100%|█████████████████████████████████████████████████████████████████████████| 24732/24732 [00:00<00:00, 260229.66it/s]
100%|█████████████████████████████████████████████████████████████████████████| 24732/24732 [00:00<00:00, 183276.72it/s]
100%|█████████████████████████████████████████████████████████████████████████| 24732/24732 [00:00<00:00, 174176.08it/s]
100%|█████████████████████████████████████████████████████████████████████████| 24732/24732 [00:00<00:00, 151604.01it/s]


In [6]:
oov = check_coverage(vocab,embeddings_index)

100%|█████████████████████████████████████████████████████████████████████████| 41095/41095 [00:00<00:00, 196261.98it/s]

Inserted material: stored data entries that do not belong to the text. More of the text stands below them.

PR #5467, opened 2026-07-14
feat: Add structured Flutter logs to `serverpod start`

### LINKED ISSUE #5169: Logs on the `Flutter logs` tab should also be structured
On the `Flutter logs` tab, we don't offer the nice experience that users have on the `Server logs`.

Image

Ideally, we should also group similar logs (as Flutter run does) and allow filtering - which is particularly useful on Flutter due to the large amount of log messages.

marcelomendoncasoares:
Closes: #5169

This PR started as a fix for missing important Flutter log events, such as rendering errors or non-initialized providers. But, since such messages were structured, the PR evolved into making all Flutter logs structured. Now, all app tabs show the logs with the same format as the Server logs.

Important to mention that, since stdout/stderr are not structured, they are heuristically grouped into structured entries, with an inferred log level based on the channel (stdout -> info, stderr -> error). Grouping is done by coalescing adjacent raw lines that arrive in a very short time interval (~25ms) with no other messages in between.

We acknowledge that this is not perfect, but it provides a greatly improved UX over the raw logs, and the worst side-effect that can happen is a message being bundled on the wrong group.

image

image

## Pre-launch Checklist

## Breaking changes

None.

### DIFF
--- a/tools/serverpod_cli/lib/src/commands/start/flutter_process.dart
+++ b/tools/serverpod_cli/lib/src/commands/start/flutter_process.dart
@@ -5,12 +5,14 @@ import 'dart:io';
 import 'package:meta/meta.dart';
 import 'package:path/path.dart' as p;
 import 'package:serverpod_cli/src/commands/messages.dart';
+import 'package:serverpod_cli/src/commands/start/flutter_log_event.dart';
 import 'package:serverpod_cli/src/commands/start/server_process.dart'
     show vmServiceWsUri;
 import 'package:serverpod_cli/src/util/browser_launcher.dart';
 import 'package:serverpod_cli/src/util/serverpod_cli_logger.dart';
 import 'package:serverpod_cli/src/vendored/flutter_daemon_protocol.dart';
 import 'package:serverpod_cli/src/vm_proxy/proxy.dart';
+import 'package:serverpod_shared/log.dart' show LogLevel;
 import 'package:vm_service/vm_service.dart';
 import 'package:vm_service/vm_service_io.dart';
 
@@ -45,6 +47,7 @@ class FlutterProcess {
   final List<String> _extraArgs;
   final IOSink _stdout;
   final IOSink _stderr;
+  final void Function(FlutterLogEvent event)? _onLog;
 
   /// IDE-facing proxy. When non-null, the process binds upstream on
   /// VM-service connect and unbinds on shutdown so the IDE sees a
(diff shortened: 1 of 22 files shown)


tools/serverpod_cli/lib/src/commands/start/flutter_process.dart
```diff
@@ -559,13 +650,252 @@ class FlutterProcess {
...
+      (line) =>
+          now - line.receivedAtMilliseconds >
+          _rawLogDeduplicationWindow.inMilliseconds,
+    );
+
+    final lines = stripAnsi(event.message)
+        .split('\n')
+        .map(
+          (line) =>
+              line.endsWith('\r') ? line.substring(0, line.length - 1) : line,
```
Crazelu, line 776: Should this be `line.length - 2`?
Looks to me like it will get rid of `r` but not `\`

tools/serverpod_cli/lib/src/commands/start/flutter_process.dart
```diff
@@ -77,13 +83,18 @@ class FlutterProcess {
...
   StreamSubscription<Event>? _loggingSub;
   StreamSubscription<Event>? _stdoutEventSub;
   StreamSubscription<Event>? _stderrEventSub;
   Timer? _vmServiceHeartbeat;
+  Timer? _logCoalesceTimer;
+  _PendingFlutterLog? _pendingLog;
+  _Utf8LineDecoder? _vmStdoutDecoder;
+  _Utf8LineDecoder? _vmStderrDecoder;
+  final Stopwatch _logClock = Stopwatch()..start();
+  final List<_RecentRawLogLine> _recentRawLogLines = [];
```
Crazelu: Suggestion: This could be a `BoundedQueueList` to remove the explicit operation later in this file and also define the max lines at the top level.

tools/serverpod_cli/lib/src/commands/start/flutter_process.dart
marcelomendoncasoares: Actually, `\r` is a single carriage-return character (U+000D), not the two characters `\` and `r`.

tools/serverpod_cli/lib/src/commands/start/flutter_process.dart
marcelomendoncasoares: Done at https://github.com/serverpod/serverpod/pull/5467/commits/c68b212cf80cb37d2be6c24e62974bf1ec34ffce.

Crazelu (approved):
A pretty dense one. Looks good!

PR #5470, opened 2026-07-14
feat: Allow booting the embedded PostgreSQL from the CLI

### LINKED ISSUE #5469: Missing an easy way to connect to a local embedded database
The local embedded database starts with Unix transport by default, making it only accessible from clients that can connect using Unix sockets. Moreover, if the path where the database is located is too long, `psql` will reject the path. A fallback to TCP would be possible, but the database is not being created with a password for later TCP access.

We should then:

1. Default to creating the database with the generated password from `passwords.yaml`. It is harmless for Unix sockets, but enables the usage of TCP on a later manual boot over the same database.
2. Expose a command on `serverpod` to start the embedded database and print the connection string. If no port is passed, it will boot the database on a random port and print the complete connection string for local access.

This will allow users to have a clear UX when inspecting what is going on inside the database.

marcelomendoncasoares:
Closes: #5469

After this PR, users will be able to do: 

```console
12:21 $ serverpod database start
Embedded PostgreSQL is ready.
Connection URI: postgres://postgres:d1rxfknXbFWEWjru3H13vB7j7UJu7Q7Q@127.0.0.1:8090/demo_offline
Press Ctrl+C to stop.
```

In the future, we can also introduce more commands under `serverpod database` to manage the embedded PostgreSQL, such as a `--detach` option on `start`, a `status` and `stop` commands.

## Pre-launch Checklist

## Breaking changes

None, but this feature will only work with databases created after this PR.

### DIFF
--- a/tools/serverpod_cli/lib/src/commands/database.dart
+++ b/tools/serverpod_cli/lib/src/commands/database.dart
@@ -1,0 +1,175 @@
+import 'dart:io';
+
+import 'package:ci/ci.dart' as ci;
+import 'package:cli_tools/cli_tools.dart';
+import 'package:config/config.dart';
+import 'package:path/path.dart' as p;
+import 'package:serverpod_cli/src/runner/serverpod_command.dart';
+import 'package:serverpod_cli/src/runner/serverpod_command_runner.dart';
+import 'package:serverpod_cli/src/util/server_directory_finder.dart';
+import 'package:serverpod_cli/src/util/serverpod_cli_logger.dart';
+import 'package:serverpod_embedded_postgres/serverpod_embedded_postgres.dart';
+import 'package:serverpod_shared/serverpod_shared.dart'
+    show PasswordManager, PostgresDatabaseConfig, ServerpodConfig;
+
+/// Database-related development commands.
+class DatabaseCommand extends ServerpodCommand<OptionDefinition> {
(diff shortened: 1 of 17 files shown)


tools/serverpod_cli/lib/src/commands/database.dart
```diff
@@ -0,0 +1,175 @@
...
+      );
+
+      log
+        ..info('Embedded PostgreSQL is ready.')
+        ..info('Connection URI: ${postgres.connectionString}')
+        ..info(
+          Platform.isMacOS ? 'Press ⌃C to stop.' : 'Press Ctrl+C to stop.',
+        );
+
+      while (postgres.isRunning) {
```
Crazelu, line 116: Would it be cleaner to use a Completer here instead of a loop?

Crazelu: On a second look, the Completer suggestion doesn't seem possible here.

Crazelu (approved):

tools/serverpod_cli/lib/src/commands/database.dart
marcelomendoncasoares: Tried it, but it would span a lot more lines of code than these three to loop awaiting. And we would still need a watch loop down the line.

PR #5, opened 2017-12-04
V1: use pure ts style code

fradinni:
- remove functions in callbacks
- add "prefer-const" in tslint
- update README
- Update NodeJS version in package.json from ^6.2.2 to >=6.2.2 <9.0.0


cfsnyder:
thanks @fradinni !

PR #14, opened 2018-01-29
Add catalog/vappTemplate/Media support and add option to define the a…

JoMas971:
Add catalog/vappTemplate/Media support and add option to define the Api/KC urls in env.

### DIFF
--- a/src/sdk/basic-configuration.ts
+++ b/src/sdk/basic-configuration.ts
@@ -1,0 +1,28 @@
+/**
+ * Basic configurations for SDK using environment variables.
+ */
+export class BasicConfiguration {
+  /**
+   * Get the default API url.
+   * @returns {string}
+   */
+  static getApiUrl(): string {
+    if (process.env.ILAND_API_URL && process.env.ILAND_API_URL !== 'undefined') {
+      return process.env.ILAND_API_URL;
+    } else {
+      return 'https://api.ilandcloud.com';
+    }
+  }
+
+  /**
+   * Get the default authorisation url.
+   * @returns {string}
+   */
+  static getAuthorizationUrl(): string {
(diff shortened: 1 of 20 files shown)


src/sdk/basic-configuration.ts
```diff
@@ -0,0 +1,28 @@
...
+    } else {
+      return 'https://api.ilandcloud.com';
+    }
+  }
+
+  /**
+   * Get the default keycloak authorisation url.
+   * @returns {string}
+   */
+  static getKeycloakUrl(): string {
```
cfsnyder: Lets call it `getAuthorizationUrl()` and lets update the environment variable, etc to be generic as well

src/sdk/model/__tests__/vapp-template.test.unit.ts
```diff
@@ -0,0 +1,61 @@
...
+beforeAll(() => {
+  Iland.init(new IlandDirectGrantAuthProvider({
+    username: '',
+    password: '',
+    clientSecret: '',
+    clientId: ''
+  }));
+});
+
+function runMediaAssertionsAgainsMock(vappTemplate: VappTemplate) {
```
cfsnyder: misnamed

src/sdk/basic-configuration.ts
JoMas971: Ok let me change the name though.

src/sdk/model/__tests__/vapp-template.test.unit.ts
JoMas971: Nice catch thanks ! Will update this.

JoMas971:
Should be good now. I've fixed your comments.

PR #15, opened 2018-02-13
Add IAM service to control user permissions and cleanup.

JoMas971:


src/sdk/model/user.ts
```diff
@@ -41,6 +44,33 @@ export class User {
     });
   }
 
+  /**
+   * Get the security for the specified user and store them into the user properties.
+   * It would actually get the list of companyInventory and roles for the specified user.
+   * Be careful when using this method, it should be called only once since it can be slow.
+   * @returns {Promise<User>}
+   */
+  async getUserWithSecurity(): Promise<User> {
```
cfsnyder: I thought we agreed to create a `UserWithSecurity` type to extend the `User` type with the `isUserPermitted`

src/sdk/service/iam-service.ts
```diff
@@ -0,0 +1,178 @@
...
+    if (permissionObject) {
+      // handle public catalogs, media, and templates
+      switch (permissionObject.domain) {
+        case 'ILAND_CLOUD_CATALOG':
+          return (entityUuid.includes('public:') && permission === 'VIEW_ILAND_CLOUD_CATALOG');
+        case 'ILAND_CLOUD_MEDIA':
+          return (entityUuid.includes('public:') && (permission === 'VIEW_ILAND_CLOUD_MEDIA' ||
+            permission === 'CLONE_DOWNLOAD_ILAND_CLOUD_MEDIA'));
+        case 'ILAND_CLOUD_VAPP_TEMPLATE':
+          return (entityUuid.includes('public:') && (permission === 'VIEW_ILAND_CLOUD_VAPP_TEMPLATE' ||
```
cfsnyder: You shouldn't be checking individual permissions on these. Instead you should be checking whether the specified permission's AccessType is READ

src/sdk/service/iam-service.ts
```diff
@@ -0,0 +1,178 @@
...
+      IamService.instance = new IamService();
+    }
+    return IamService.instance;
+  }
+
+  /**
+   * Get the permission service.
+   * @returns {PermissionService}
+   */
+  get permissionService(): PermissionService {
```
cfsnyder: is there a good reason to have this here? Seems more natural and less confusing to just use PermissionService.getInstance() wherever we need it

src/sdk/model/user.ts
JoMas971: Yeah that was the first thing we said, but finally, you told me that maybe it would be ok to add this to the actual user class.
"after the user logs in, in the console we do:
`User.getCurrentUser().then(function(user) { user.getUserWithSecurity().then(function(userWithSecurity) { $rootScope.user = userWithSecurity; })})` (edited)
and we only load all of the roles/inventory when `getUserWithSecurity` is called"

src/sdk/service/iam-service.ts
JoMas971: Yeah ok. I can do this. np

src/sdk/service/iam-service.ts
JoMas971: Ok. I'll update this.

src/sdk/model/permission-map.ts
```diff
@@ -0,0 +1,288 @@
...
+        false, ['MANAGE_ILAND_CLOUD_VM_POWER_STATE'])));
+    this._permissions.set('MANAGE_ILAND_CLOUD_VAPP_CONFIGURATION',
+      (new Permission('MANAGE_ILAND_CLOUD_VAPP_CONFIGURATION', 'ILAND_CLOUD_VAPP', 'WRITE', true,
+        false, null)));
+    this._permissions.set('MANAGE_ILAND_CLOUD_VAPP_SNAPSHOTS',
+      (new Permission('MANAGE_ILAND_CLOUD_VAPP_SNAPSHOTS', 'ILAND_CLOUD_VAPP', 'WRITE', true,
+        false, null)));
+    this._permissions.set('MANAGE_ILAND_CLOUD_VAPP_LEASES',
+      (new Permission('MANAGE_ILAND_CLOUD_VAPP_LEASES', 'ILAND_CLOUD_VAPP', 'WRITE', true,
+        false, ['MANAGE_ILAND_CLOUD_VM_SNAPSHOTS'])));
```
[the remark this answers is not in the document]
JoMas971: Ok i'll do. Have you updated this core side already ? Because this is what i've got from the permissions java file you give me.

src/sdk/model/company-inventory.ts
```diff
@@ -79,31 +80,53 @@ export class CompanyInventory {
...
+      return undefined;
+    }
     return this._uuidMap[uuid];
   }
 
+  /**
+   * Get all entities mapped by their types.
+   * @returns {{[p: string]: Array<InventoryEntity>}}
+   */
+  getAllEntities(): { [type: string]: Array<InventoryEntity> } {
```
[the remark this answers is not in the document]
JoMas971: ok, i'll do.

src/sdk/model/user.ts
JoMas971: ok i see your point. I'll do it.

PR #16, opened 2018-02-15
Add IAM service to control user permissions and cleanup.

JoMas971:


src/sdk/__mocks__/http.ts
```diff
@@ -71,6 +123,14 @@ export class Http {
 
   async get(url: string, config?: AxiosRequestConfig): Promise<AxiosResponse> {
     switch (true) {
+      case /always\/unauthorized/.test(url):
```
cfsnyder: I thought we agreed to remove these because they doesn't actually test any of our code, it just exercises mocks

PR #18, opened 2018-02-27
Add getRole function to User class and fix the node engine

JoMas971:


JoMas971:
@cfsnyder i've moved the `getRole()` function to the user class since we need it to get the user role for a specific company. But i've kept the rest separate. I'll let you merge this if it's ok for you ;-).

src/sdk/model/user.ts
```diff
@@ -224,6 +225,18 @@ export class User {
     });
   }
 
+  /**
+   * Gets the user's role for a company
+   * @param {string} companyUuid
+   * @returns {Promise<Role>}
+   */
+  async getRoleFor(companyUuid: string): Promise<Role> {
```
cfsnyder: can we change the name to `getRole`

JoMas971: sure. let me do that

JoMas971:
@cfsnyder it should be good now ;-).

cfsnyder:
It has conflicts @JoMas971

JoMas971:
Should be good now @cfsnyder

PR #24, opened 2018-03-08
Update role, policy and IAM Service.

JoMas971:


src/sdk/service/iam-service.ts
```diff
@@ -151,4 +157,97 @@ export class IamService {
...
+        errors.push((new Error('Entity not found in this company.')));
+      } else {
+        if (policy.entityDomain !== entityOptional.type) {
+          errors.push((new Error('The entity is assigned in policy but not for the good domain.')));
+        }
+        if (policy.type === 'CUSTOM') {
+          if (policy.permissions.length === 0) {
+            errors.push((new Error('Custom policies must contain at least one permission.')));
+          } else {
+            // for (const p of policy.permissions) {
```
JoMas971: Oops! I'm updating this. It shouldn't be there...

src/sdk/model/policy.ts
```diff
@@ -74,14 +85,77 @@ export class PolicyBuilder {
...
+    this._entityDomain = entityDomainType;
+    return this;
+  }
+
+  /**
+   * Set policy type.
+   * @param {PolicyType} type
+   * @returns {PolicyBuilder}
+   */
+  setPolicyType(type: PolicyType): PolicyBuilder {
```
cfsnyder: it would be better to not have these new setters because you're opening the door to missing validation issues. For example, imagine that a bunch of permissions are added for the VM domain and then the entity domain type is later changed to VAPP before being submitted.

src/sdk/service/iam-service.ts
```diff
@@ -13,7 +18,8 @@ export class IamService {
    * @param {Role} role
    * @returns {Policy | null}
    */
-  static getEffectivePolicy(companyInventory: CompanyInventory, entity: InventoryEntity, role: Role): Policy | null {
+  static getEffectivePolicy(companyInventory: CompanyInventory, entity: InventoryEntity,
```
cfsnyder: should be private

src/sdk/service/iam-service.ts
```diff
@@ -69,8 +75,8 @@ export class IamService {
    * @param {Role} role
    * @returns {Policy | null}
    */
-  static findFirstRelevantPolicy(companyInventory: CompanyInventory,
-                                 entity: InventoryEntity | undefined, role: Role): Policy | null {
+  static findFirstRelevantPolicy(companyInventory: CompanyInventory, entity: InventoryEntity | undefined,
```
cfsnyder: should be private

src/sdk/service/iam-service.ts
cfsnyder: why is this comment still in here?

src/sdk/service/iam-service.ts
```diff
@@ -151,4 +157,97 @@ export class IamService {
...
+   */
+  static validateRole(roleCreationRequest: RoleCreationRequest, companyInventory: CompanyInventory) {
+    const errors: Array<Error> = [];
+    if (roleCreationRequest.policies.length === 0) {
+      errors.push((new Error('A role must have at least one policy.')));
+    }
+    for (const policy of roleCreationRequest.policies) {
+      const entityOptional: InventoryEntity | undefined = companyInventory.getEntityByUuid(policy.entityUuid);
+      if (entityOptional === undefined) {
+        errors.push((new Error('Entity not found in this company.')));
```
cfsnyder: need to include the name of the entity in these so they're useful to the user

src/sdk/service/iam-service.ts
```diff
@@ -151,4 +157,97 @@ export class IamService {
...
+      } else {
+        if (policy.entityDomain !== entityOptional.type) {
+          errors.push((new Error('The entity is assigned in policy but not for the good domain.')));
```
cfsnyder: change to "Policy for entity '${?}' has domain type '${?}' but entity is actually of type '${?}'".

src/sdk/service/iam-service.ts
```diff
@@ -151,4 +157,97 @@ export class IamService {
...
+        // own permissions on the same domain
+        for (const permission of policy.permissions) {
+          const perm = PermissionService.getPermission(permission);
+          if (perm && perm.impliedPermissions) {
+            for (const impliedPermission of perm.impliedPermissions) {
+              const implPerm = PermissionService.getPermission(impliedPermission);
+              if (implPerm && implPerm.domain === policy.entityDomain && !policy.hasPermission(impliedPermission)) {
+                // the policy must have this permission, otherwise it violates an
+                // implication of higher-level policies
+                errors.push((new Error('Policy must contain permission=' + impliedPermission +
```
cfsnyder: again, need to include name of entity for the policy so that the message is useful to a user

src/sdk/model/policy.ts
JoMas971: Humm ok. I'll remove them. It was just easier to use (specially for my tests) but you're right, it's not good.

src/sdk/service/iam-service.ts
JoMas971: We can't get the entity name but only the Entity UUID there. Because the entity doesn't exist so we can't get the name ;-). But i'll put the UUID then.

PR #27, opened 2018-03-26
Add Company Logo methods and tests

fradinni:


src/sdk/model/__tests__/company.test.unit.ts
```diff
@@ -175,3 +175,50 @@ test('Properly submits request to get users with a specific role', async() => {
...
+test('Properly submits request to get company logo', async() => {
+  const id = MockCompanyJson.uuid;
+  return Company.getCompany(id).then(async(company) => {
+    expect(Iland.getHttp().get).lastCalledWith(`/companies/${id}`);
+    expect(company.entityType).toBe('COMPANY');
+    return company.getLogo().then(async (logo) => {
+      expect(Iland.getHttp().get).lastCalledWith(
+        `/companies/${id}/logo`,
+        {
+          'headers': {'Accept': 'image/vnd.ilandcloud.api.v1.0+jpeg'},
```
cfsnyder: lets not hard-code the version in here because it will need to be updated every time we do a release.

src/sdk/model/company.ts
```diff
@@ -177,4 +177,32 @@ export class Company extends Entity {
...
+      },
+      responseType: 'arraybuffer'
+    }).then((response) => {
+      return new Uint8Array(response.data);
+    }, () => {
+      return undefined;
+    });
+  }
+
+  async deleteLogo(): Promise<boolean> {
```
cfsnyder: lets do Promise<any> and not map the result since the boolean value is meaningless

src/sdk/model/company.ts
```diff
@@ -177,4 +177,32 @@ export class Company extends Entity {
...
+        }
+    }).then(() => {
+        return true;
+    });
+  }
+
+  async getLogo(): Promise<Uint8Array|undefined> {
+    return Iland.getHttp().get(`/companies/${this.uuid}/logo`, {
+      headers: {
+        'Accept': 'image/vnd.ilandcloud.api.v1.0+jpeg'
```
cfsnyder: lets not hard-code the version in here. Versioning should be encapsulated in the http class

src/sdk/model/company.ts
```diff
@@ -177,4 +177,32 @@ export class Company extends Entity {
     });
   }
 
+  async setLogo(logo: Uint8Array): Promise<boolean> {
+    return Iland.getHttp().post(`/companies/${this.uuid}/logo`, logo,{
+        headers: {
+            'Content-Type': 'image/jpeg'
+        }
+    }).then(() => {
+        return true;
```
cfsnyder: lets use return type of Promise<any> and not do this since this boolean value is meaningless

src/sdk/model/__tests__/company.test.int.ts
```diff
@@ -113,3 +113,32 @@ test('Can refresh company', async() => {
     });
   });
 });
+
+test('Can set logo', async() => {
```
cfsnyder: if we're going to have integration tests for this, I'd prefer that we put back the company's original logo in the end. We have to remember that customers will be using this in the future and it would be annoying if it removes/updates their logo if they're running these tests.

src/sdk/http.ts
```diff
@@ -58,7 +58,14 @@ export class Http {
         if (str.indexOf(')]}\'\n') === 0) {
           str = str.substring(5);
         }
-        error = JSON.parse(str) as ApiErrorJson;
+        try {
+          error = JSON.parse(str) as ApiErrorJson;
+        } catch(e) {
+          error = {
+            message: reason.response!!.status + " " + reason.response!!.statusText
```
cfsnyder: is this for a 404 case with your new endpoint?

fradinni: Yeah when company logo is not set it returns an error ans it was failing at this point.

fradinni:
PR updated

Found embeddings for 36.87% of vocab
Found embeddings for  81.87% of all text


In [7]:
oov[:10]

[('i`m', 1959),
 ('it`s', 1068),
 ('don`t', 764),
 ('****', 719),
 ('can`t', 675),
 ('i`ll', 387),
 ('that`s', 353),
 ('mother`s', 328),
 ('didn`t', 317),
 ('i`ve', 305)]

# Handle emoji

In [8]:
# Handling with emoji
import emot

emot_obj = emot.core.emot() 

# get and count emoji from corpus
def build_vocab_emoji(sentences, verbose =  True):
    """
    :param sentences: list of list of words
    :return: dictionary of words and their count
    """
    vocab = {}
    for sentence in tqdm(sentences, disable = (not verbose)):
        # get emoticons and emoji
        emojis = emot_obj.emoticons(sentence)['value']
        if len(emojis) != 0:
            for emoji in emojis:
                try:
                    vocab[emoji] += 1
                except KeyError:
                    vocab[emoji] = 1
    return vocab
                                          
vocab_emoji = build_vocab_emoji(pd_train_origin["text"])
vocab_emoji

100%|█████████████████████████████████████████████████████████████████████████| 24732/24732 [00:00<00:00, 150061.37it/s]


{';)': 120,
 ':]': 18,
 ':/': 33,
 ':3': 53,
 'd:': 37,
 ':@': 12,
 '=/': 8,
 '*)': 5,
 ':|': 16,
 '=]': 7,
 ':>': 3,
 ':o': 30,
 '0:3': 8,
 ':o)': 2,
 ':$': 1,
 '=p': 9,
 ':[': 6,
 ';;': 5,
 '8-)': 2,
 ':*': 5,
 ':-0': 1,
 ":'(": 1,
 ':b': 2,
 '=3': 1,
 ':{': 1,
 ":')": 1,
 '%)': 3,
 ':x': 1,
 ':-*': 1}

In [38]:
# remove *), 0:3, :o) - not an emoji following the context of sentence

# vocab_emoji.pop('*)')
# vocab_emoji.pop('0:3')
# vocab_emoji.pop(':3')
# vocab_emoji.pop(':o)')
# vocab_emoji.pop(';;')
# vocab_emoji.pop('%)')
# vocab_emoji.pop('=3')

vocab_emoji = {
    ';)': 'smirk',
    ':]': 'smiley',
    ':/': 'skeptical',
    'd:': 'cheeky',
    ':@': 'sad',
    '=/': 'annoyed',
    ':|': 'neutral',
    '=]': 'happy',
    ':>': 'happy',
    ':o': 'surprise',
    ':$': 'blushing',
    '=p': 'cheeky',
    ':[': 'sad',
    '8-)': 'happy',
    ':*': 'kiss',
    ':-0': 'shock',
    ":'(": 'crying',
    ":b": 'cheeky',
    ":{": 'sad',
    ":')": 'sad',
    ':x': 'mute',
    ':-*': 'kiss',
}
        
def fix_emoji(x):
    emojis = emot_obj.emoticons(x)
    for value in emojis['value']:
        if value in vocab_emoji:
            x = x.replace(value, vocab_emoji[value])
        else:
            continue
    return x

In [39]:
pd_train_origin["text"] = pd_train_origin["text"].progress_apply(lambda x: fix_emoji(x))
sentences = pd_train_origin["text"].apply(lambda x: x.split())
vocab = build_vocab(sentences)
oov = check_coverage(vocab,embeddings_index)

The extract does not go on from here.